Chapter 3.C.5 (2.B.5)  Human Experimentation and Research 

Notes: Conflicts of Interest and Human Subjects Research

Note 3. The Role of IRBs (page 266/222)

    The Food and Drug Administration (FDA) and the Office for Human Research Protections (OHRP) added new provisions to the HHS regulations promoting the protection of human subjects in 2009.  The new regulations are meant to facilitate more federal oversight of IRBs.  See 45 C.F.R. §§46.501-505 (2009).

Note 5. Aftermath of Grimes (page 267/223)

    In When Human Experimentation is Criminal, 99 J. Crim L. & Criminology 89 (2009), L. Song Richardson argues that medical researchers who “conduct experiments on individuals without their knowledge” or who “deliberately fail to disclose to individuals the known and obvious risks of participation in an experiment” should face criminal punishment.    Richardson suggests that “idealization bias” (the difficulty people have viewing doctors/researchers as criminals) and “social benefit bias” (the idea that people are more willing to overlook research misconduct because it benefits society) may explain why people are reluctant to subject researchers who commit misconduct to criminal consequences.  Do you think this would be an appropriate expansion of the criminal law?  What are the practical and theoretical differences of addressing research misconduct through criminal law versus tort law?

Note 6. Conflicts of Interest (page 267/224)

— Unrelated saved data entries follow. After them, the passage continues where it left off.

PR #478, opened 2018-02-16
MEN-1597 first round: mtdparts automated

kacf:
```
commit e1f4ccb163a8cb98077520d825c19a13148976e9
Date:   Wed Feb 14 10:20:31 2018

    Fix incorrect reference to image and machine name in qemu launcher.
    
    Changelog: None
    
commit 43378e49a7fcbfa19a9610e47abb733dceb8e35e
Date:   Fri Feb 16 16:14:13 2018

    Make sure image deployment path is correct for symlink.
    
    We should be referring to the one in the working directory. In most
    cases it doesn't make any difference, but it does if another image is
    depending on this one.
    
    Changelog: None
    
commit 74c88d595e79cf12c9a6081ca6d09dd5fc93ab53
Date:   Fri Feb 16 16:16:37 2018

    Make sure mender only runtime depends on u-boot-fw-utils.
    
    No functional difference, but triggers less rebuilds.
    
    Changelog: None
    
commit 32f46a8944e45d1c7a8d175b9c3a5245b5078840
Date:   Fri Feb 16 17:14:10 2018

    MEN-1597: Promote mtdids and mtdparts information to Bitbake variables
    
    The motivation behind the change is allowing different parts of the
    build process to be influenced by their contents. This was not
    possible before because all the information resided in U-Boot source
    code, which is not accessible outside of that recipe.
    
    It's not completely automatic because one has to define mtdid of the
    storage one wants to use. Maybe this can be automated further by
    improving the auto patching from the sdimg, but even this might be
    tricky, so we might settle for simply making it easy to extract the
    information manually, and then use that. For now MENDER_MTDIDS has to
    be set to exactly one mtdid assignment, and the rest is automatic, or
    one can set it to multiple mtdids, but then MENDER_IS_ON_MTDID and
    MENDER_MTDPARTS have to be defined manually.
    
    Changelog: The handling of mtdids and mtdparts (`MTDIDS_DEFAULT` and
    `MTDPARTS_DEFAULT` defines in U-Boot source code) has changed. The
    defines now need to be patched out of U-Boot source code if they are
    present, and added to `MENDER_MTDIDS` and `MENDER_MTDPARTS` bitbake
    variables, respectively. The benefit is that build procedures that are
    influenced by their values no longer need to be hardcoded, such as the
    offset for the U-Boot environment, whose value will be automatically
    determined. It will also be used in the upcoming mtdimg type.
    
commit edd8866fb2151236795715deec5343d00ba15952
Date:   Fri Feb 16 17:33:14 2018

    MEN-1597: Add mtdimg image type.
    
    The mtdimg type is an image type meant to be flashed to the entire
    Flash device, unlike the ubimg, which should only be flashed to the
    ubi area of the mtd device. Either one can be used depending on need.
    
    vexpress-nor image, used in QEMU, was also changed to take advantage
    of the new mtdimg image.
    
    Changelog: Commit
    
```


kacf:
I've discovered several weaknesses here while continuing the U-Boot automation work. I will resubmit this as part of that.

    The Institutes of Medicine recently issued a major report on this issue including several significant recommendations. See, e.g., Bernard Lo and Marilyn J. Field, Editors; Committee on Conflict of Interest in Medical Research, Education, and Practice; Institute of Medicine, Conflict of Interest in Medical Research, Education, and Practice (2009), available online at http://www.nap.edu/catalog.php?record_id=12598#toc. For commentary on the report see Robert Steinbrook,  Controlling Conflict of Interest – Proposals from the Institute of Medicine, 360: 21 New Eng. J. Med. 2160-2163 (2009). 

Note 8. Research on Vulnerable Populations (page 269/225)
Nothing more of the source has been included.